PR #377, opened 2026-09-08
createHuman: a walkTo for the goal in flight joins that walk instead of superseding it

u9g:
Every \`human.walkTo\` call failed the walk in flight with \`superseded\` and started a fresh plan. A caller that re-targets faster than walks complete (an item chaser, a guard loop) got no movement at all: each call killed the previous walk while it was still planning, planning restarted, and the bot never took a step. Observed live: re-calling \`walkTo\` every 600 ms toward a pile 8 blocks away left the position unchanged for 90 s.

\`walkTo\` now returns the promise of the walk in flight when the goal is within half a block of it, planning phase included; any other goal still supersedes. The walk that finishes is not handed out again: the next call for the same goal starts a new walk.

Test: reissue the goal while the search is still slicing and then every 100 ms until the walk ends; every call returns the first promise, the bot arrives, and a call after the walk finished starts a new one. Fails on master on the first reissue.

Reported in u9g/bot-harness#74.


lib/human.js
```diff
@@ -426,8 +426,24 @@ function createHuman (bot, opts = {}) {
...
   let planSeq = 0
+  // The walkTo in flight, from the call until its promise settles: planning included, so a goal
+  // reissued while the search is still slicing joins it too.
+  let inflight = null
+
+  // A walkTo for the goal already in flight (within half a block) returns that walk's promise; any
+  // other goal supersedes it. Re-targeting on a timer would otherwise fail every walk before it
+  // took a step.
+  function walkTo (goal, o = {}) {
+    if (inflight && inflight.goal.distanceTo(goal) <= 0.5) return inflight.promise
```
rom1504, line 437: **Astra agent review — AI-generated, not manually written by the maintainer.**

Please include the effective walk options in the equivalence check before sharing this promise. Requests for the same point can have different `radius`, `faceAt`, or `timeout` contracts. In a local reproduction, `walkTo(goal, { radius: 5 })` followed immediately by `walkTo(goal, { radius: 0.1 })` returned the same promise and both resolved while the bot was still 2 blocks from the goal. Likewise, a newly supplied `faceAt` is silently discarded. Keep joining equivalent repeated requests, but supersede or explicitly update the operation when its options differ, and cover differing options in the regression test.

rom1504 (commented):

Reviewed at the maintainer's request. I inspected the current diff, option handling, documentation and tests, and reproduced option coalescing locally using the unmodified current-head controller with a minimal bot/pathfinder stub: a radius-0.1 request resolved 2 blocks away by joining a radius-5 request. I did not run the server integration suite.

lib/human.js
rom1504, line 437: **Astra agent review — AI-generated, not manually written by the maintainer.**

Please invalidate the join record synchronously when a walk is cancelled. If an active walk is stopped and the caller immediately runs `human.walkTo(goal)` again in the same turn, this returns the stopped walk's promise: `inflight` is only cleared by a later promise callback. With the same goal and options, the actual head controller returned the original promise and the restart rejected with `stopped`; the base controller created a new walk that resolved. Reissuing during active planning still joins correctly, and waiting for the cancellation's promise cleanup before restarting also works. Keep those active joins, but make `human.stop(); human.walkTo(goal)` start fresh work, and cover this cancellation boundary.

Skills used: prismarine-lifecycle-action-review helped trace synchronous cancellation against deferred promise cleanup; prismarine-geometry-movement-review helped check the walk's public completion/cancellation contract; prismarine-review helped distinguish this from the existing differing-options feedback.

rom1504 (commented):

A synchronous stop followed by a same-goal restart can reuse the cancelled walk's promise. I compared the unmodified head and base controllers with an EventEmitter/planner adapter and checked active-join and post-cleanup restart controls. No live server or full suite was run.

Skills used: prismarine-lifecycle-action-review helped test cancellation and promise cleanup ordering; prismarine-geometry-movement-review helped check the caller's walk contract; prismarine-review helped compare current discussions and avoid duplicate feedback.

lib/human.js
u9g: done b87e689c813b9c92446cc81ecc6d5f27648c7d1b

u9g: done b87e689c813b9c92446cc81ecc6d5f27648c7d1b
━━━━━━
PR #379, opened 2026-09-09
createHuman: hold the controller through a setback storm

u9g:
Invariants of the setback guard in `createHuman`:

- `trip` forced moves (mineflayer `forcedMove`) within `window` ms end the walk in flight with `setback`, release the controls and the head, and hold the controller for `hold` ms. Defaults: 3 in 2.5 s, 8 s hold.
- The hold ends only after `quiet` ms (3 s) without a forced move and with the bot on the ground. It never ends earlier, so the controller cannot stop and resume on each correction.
━━━━━━
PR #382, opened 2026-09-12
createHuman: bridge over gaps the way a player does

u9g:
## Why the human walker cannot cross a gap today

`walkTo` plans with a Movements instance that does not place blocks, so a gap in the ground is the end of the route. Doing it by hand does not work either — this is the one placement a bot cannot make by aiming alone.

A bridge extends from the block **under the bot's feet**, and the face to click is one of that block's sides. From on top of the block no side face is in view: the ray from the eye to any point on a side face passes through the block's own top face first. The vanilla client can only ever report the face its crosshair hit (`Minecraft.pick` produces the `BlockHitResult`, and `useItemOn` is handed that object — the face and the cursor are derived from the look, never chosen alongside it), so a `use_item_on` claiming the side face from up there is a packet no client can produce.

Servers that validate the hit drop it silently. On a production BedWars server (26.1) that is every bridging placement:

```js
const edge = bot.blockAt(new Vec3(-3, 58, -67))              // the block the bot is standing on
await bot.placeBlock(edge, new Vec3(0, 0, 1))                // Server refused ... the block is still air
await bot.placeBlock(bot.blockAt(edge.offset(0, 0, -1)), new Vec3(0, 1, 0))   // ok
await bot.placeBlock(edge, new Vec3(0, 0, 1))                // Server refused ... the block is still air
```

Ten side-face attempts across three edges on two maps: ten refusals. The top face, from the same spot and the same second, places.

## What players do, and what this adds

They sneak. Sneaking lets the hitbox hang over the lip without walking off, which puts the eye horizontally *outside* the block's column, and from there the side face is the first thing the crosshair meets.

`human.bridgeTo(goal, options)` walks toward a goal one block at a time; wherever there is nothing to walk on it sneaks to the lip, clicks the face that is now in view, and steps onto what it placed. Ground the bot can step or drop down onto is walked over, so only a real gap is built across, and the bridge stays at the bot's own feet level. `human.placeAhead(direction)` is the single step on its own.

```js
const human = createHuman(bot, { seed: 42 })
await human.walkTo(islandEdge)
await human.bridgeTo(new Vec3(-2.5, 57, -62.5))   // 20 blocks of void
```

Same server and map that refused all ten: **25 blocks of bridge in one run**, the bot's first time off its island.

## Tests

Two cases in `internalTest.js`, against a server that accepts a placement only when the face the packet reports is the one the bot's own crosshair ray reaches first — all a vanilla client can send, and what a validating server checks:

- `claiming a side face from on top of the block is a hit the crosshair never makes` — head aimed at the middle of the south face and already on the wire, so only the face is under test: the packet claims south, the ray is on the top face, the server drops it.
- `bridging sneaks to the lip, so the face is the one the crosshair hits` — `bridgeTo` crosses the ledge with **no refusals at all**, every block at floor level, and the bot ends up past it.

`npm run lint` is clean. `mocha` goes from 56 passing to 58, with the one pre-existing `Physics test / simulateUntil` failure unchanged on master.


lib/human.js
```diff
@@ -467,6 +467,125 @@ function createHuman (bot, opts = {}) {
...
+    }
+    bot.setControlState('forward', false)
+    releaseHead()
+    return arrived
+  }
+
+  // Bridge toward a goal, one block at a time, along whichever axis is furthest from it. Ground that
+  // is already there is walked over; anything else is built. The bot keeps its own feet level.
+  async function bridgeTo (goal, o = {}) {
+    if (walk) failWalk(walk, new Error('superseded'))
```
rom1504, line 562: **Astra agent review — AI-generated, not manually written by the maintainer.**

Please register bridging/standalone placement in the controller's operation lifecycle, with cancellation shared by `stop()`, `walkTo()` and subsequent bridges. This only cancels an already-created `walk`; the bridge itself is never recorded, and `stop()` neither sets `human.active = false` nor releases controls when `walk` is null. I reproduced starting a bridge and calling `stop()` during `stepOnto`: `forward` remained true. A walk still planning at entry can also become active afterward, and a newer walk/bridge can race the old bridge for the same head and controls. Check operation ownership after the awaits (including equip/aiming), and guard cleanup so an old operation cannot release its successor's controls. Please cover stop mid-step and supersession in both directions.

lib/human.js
━━━━━━
**EXERCISE BRIEF:**
Reproduce exactly the lines above from the line with "PR #377, opened 2026-09-08" to the line with "unchanged for 90 s.", including both, and add nothing.

**THE COMPLETED TASK:**
PR #377, opened 2026-09-08
createHuman: a walkTo for the goal in flight joins that walk instead of superseding it

u9g:
Every \`human.walkTo\` call failed the walk in flight with \`superseded\` and started a fresh plan. A caller that re-targets faster than walks complete (an item chaser, a guard loop) got no movement at all: each call killed the previous walk while it was still planning, planning restarted, and the bot never took a step. Observed live: re-calling \`walkTo\` every 600 ms toward a pile 8 blocks away left the position unchanged for 90 s.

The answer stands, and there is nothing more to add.